### Work to complete
Line by line, return the data exactly as shown.
*** Data for this task
PR #1819, opened 2020-11-04
Support the examples from the building-secure-contracts repository

ehennenfent:
Previously, contract creation would ignore the `consts.oog` variable and always check that the caller had the requisite balance. This change checks that we haven't explicitly ignored gas calculations when evaluating whether the transaction has enough balance to proceed.

### DIFF
--- a/tests/ethereum/test_general.py
+++ b/tests/ethereum/test_general.py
******
### Worked solution
PR #1819, opened 2020-11-04
Support the examples from the building-secure-contracts repository

ehennenfent:
Previously, contract creation would ignore the `consts.oog` variable and always check that the caller had the requisite balance. This change checks that we haven't explicitly ignored gas calculations when evaluating whether the transaction has enough balance to proceed.

### DIFF
--- a/tests/ethereum/test_general.py
+++ b/tests/ethereum/test_general.py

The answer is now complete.